9.1 M25 Group shall, subject to the remainder of this clause 9, defend Customer, and its officers, directors and employees, against any claim that the Products infringe any UK, EU or the United States patent effective as of the Effective Date only or any other Intellectual Property Rights, provided that: (a) M25 Group is given prompt notice of any such claim; (b) Customer provides reasonable co-operation to the M25 Group in the defence and settlement of such claim, at M25 Group reasonable expense; (c) M25 is given sole authority to defend or settle the claim; and (d) except with our prior written permission, Customer makes no admission and takes no action which would compromise M25 Group’s defence or settlement of the claim or any counterclaim.
You will indemnify, defend and hold us and our Affiliates harmless, at your expense, against any third-party claim, suit, action, or proceeding (each, an “Action”) brought against us (and our officers, directors, employees, agents, service providers, licensors, and affiliates) by a third party not affiliated with us or our Affiliates to the extent that such Action is based upon or arises out of
(a) Unauthorised or illegal use of the Client Portal/”M25 Move Management Portal” by you or your Affiliates,
(b) Your or your Affiliates’ non-compliance with or breach of this Agreement,
(c) Your or your Affiliates’ use of Third-Party Products, or
(d) The unauthorised use of the Client Portal/”M25 Move Management Portal” by any other person using your User information.
We will: notify you in writing within thirty (30) days of our becoming aware of any such claim; give you sole control of the defence or settlement of such a claim; and provide you (at your expense) with all information and assistance reasonably requested by you to handle the defence or settlement of the claim. You will not accept any settlement that (i) imposes an obligation on us; (ii) requires us to make an admission; or (iii) imposes liability not covered by these indemnifications or places restrictions on us without our prior written consent.

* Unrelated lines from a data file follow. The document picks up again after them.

PR #22126, opened 2026-04-21
fix: guard replace_let_with_if_let against malformed input

### LINKED ISSUE #22106: `replace_let_with_if_let` panics on unterminated string literal
when invoking `Replace let with if let` on a `let` binding whose initializer is an unterminated string literal r-a panics inside the assist handler. the syntax tree is parseable but incomplete and `SyntaxFactory::expr_if` calls `ast.then_branch().unwrap()` on the constructed node without guarding against the case where the branch is absent returning `None` for malformed input and causing an unconditional `unwrap` failure.

reproduce:
```rust
let s = "foo
```

place cursor on the `l` of `let` and apply `Replace let with if let`.

expected:
the assist should either transform the binding correctly or report that it cannot handle the incomplete expression, without crashing the server.

actual:
thread 'main' panicked at 'called `Option::unwrap()` on a `None` value', crates/syntax/src/ast/syntax_factory/constructors.rs:1141

the language server crashes and the editor loses all diagnostics and completions until it restarts.

env:
- rustc: 1.94.0
- rust-analyzer: 0.3.2854
- OS: Ubuntu
- Editor: VS Code

Brumbelow:
## Changes
- added `let_stmt.semicolon_token()?` guard at the top of the assist handler. 
- A malformed `let` swallows the trailing `;`, which is the reliable signal. Previously that state flowed through to `make::expr_if`, whose re-parse produced an IfExpr without a then-branch and panicked at `constructors.rs:1155`. 
- also added regression test `replace_let_not_applicable_on_unterminated_string`

Closes rust-lang/rust-analyzer#22106

### DIFF
--- a/crates/ide-assists/src/handlers/replace_let_with_if_let.rs
+++ b/crates/ide-assists/src/handlers/replace_let_with_if_let.rs
@@ -37,6 +37,10 @@ use crate::{AssistContext, AssistId, Assists};
 pub(crate) fn replace_let_with_if_let(acc: &mut Assists, ctx: &AssistContext<'_>) -> Option<()> {
     let let_kw = ctx.find_token_syntax_at_offset(T![let])?;
     let let_stmt = let_kw.parent().and_then(ast::LetStmt::cast)?;
+    // Bail on malformed input (e.g. unterminated string literal in the initializer
+    // swallows the trailing `;` and subsequent tokens). `make::expr_if` would
+    // otherwise re-parse a broken format string and panic.
+    let_stmt.semicolon_token()?;
     let init = let_stmt.initializer()?;
     let original_pat = let_stmt.pat()?;
 
@@ -101,7 +105,7 @@ fn let_expr_needs_paren(expr: &ast::Expr) -> bool {
 
 #[cfg(test)]
 mod tests {
-    use crate::tests::check_assist;
+    use crate::tests::{check_assist, check_assist_not_applicable};
 
     use super::*;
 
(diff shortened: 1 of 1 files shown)


ChayimFriedman2:
I don't think we should change our assists to deal with broken input that causes `make` to panic.

We have a solution for `make` - we can create the nodes directly not via parsing, i.e. the `quote!` macros, see `make` constructors that use that for examples. However it's really inconvenient and hard to keep with changes to the AST. Ideally we should generate it from our ungram file, but this is a large undertaking. As such, I prefer not to fix this issue for now.

Brumbelow:
> I don't think we should change our assists to deal with broken input that causes `make` to panic.
> 
> We have a solution for `make` - we can create the nodes directly not via parsing, i.e. the `quote!` macros, see `make` constructors that use that for examples. However it's really inconvenient and hard to keep with changes to the AST. Ideally we should generate it from our ungram file, but this is a large undertaking. As such, I prefer not to fix this issue for now.
> 
> Thank you for your interest in contribution anyway!



> I don't think we should change our assists to deal with broken input that causes `make` to panic.
> 
> We have a solution for `make` - we can create the nodes directly not via parsing, i.e. the `quote!` macros, see `make` constructors that use that for examples. However it's really inconvenient and hard to keep with changes to the AST. Ideally we should generate it from our ungram file, but this is a large undertaking. As such, I prefer not to fix this issue for now.
> 
> Thank you for your interest in contribution anyway!

Yes I experimented with direct creation and it required a lot more overhead than I anticipated. 

I will continue testing for alternate routes or solutions to see what I can find. Thanks for review!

9.2 In the defence or settlement of any claim, M25 Group sole obligation (in addition to the payment of any judgment or settlement) shall be to procure the right for the customer to continue using the Products, replace or modify the Products so that they become non-infringing or, if such remedies are not reasonably available, terminate this Agreement on notice to Customer, without any additional liability or obligation to pay damages or other additional costs to Customer. Under no circumstances shall M25 Group indemnify Customer or be liable to or on behalf of Customer beyond what is stated in the preceding sentence.
9.3 Notwithstanding the foregoing, in no event, shall the M25 Group, or its employees, agents and subcontractors, be liable to or obligated to defend Customer under clause 9.1 to the extent that the alleged infringement is based on the terms of this Agreement or the reasonable instructions given to Customer by the M25 Group; or any combination of services, software or other materials with the Products, to the extent the infringement relates to such combination. To avoid doubt, M25 Group indemnification obligations in clause 9 of these Terms will not apply to third-party content and/or Third-Party Products accessed through the Products and/or Additional Services.
9.4 The foregoing constitutes Customer’s sole and exclusive rights and remedies, and M25 groups (including M25’s employees’, agents’ and subcontractors’) entire obligations and liability to Customer, for infringement or alleged infringement of any patent or other Intellectual Property Right.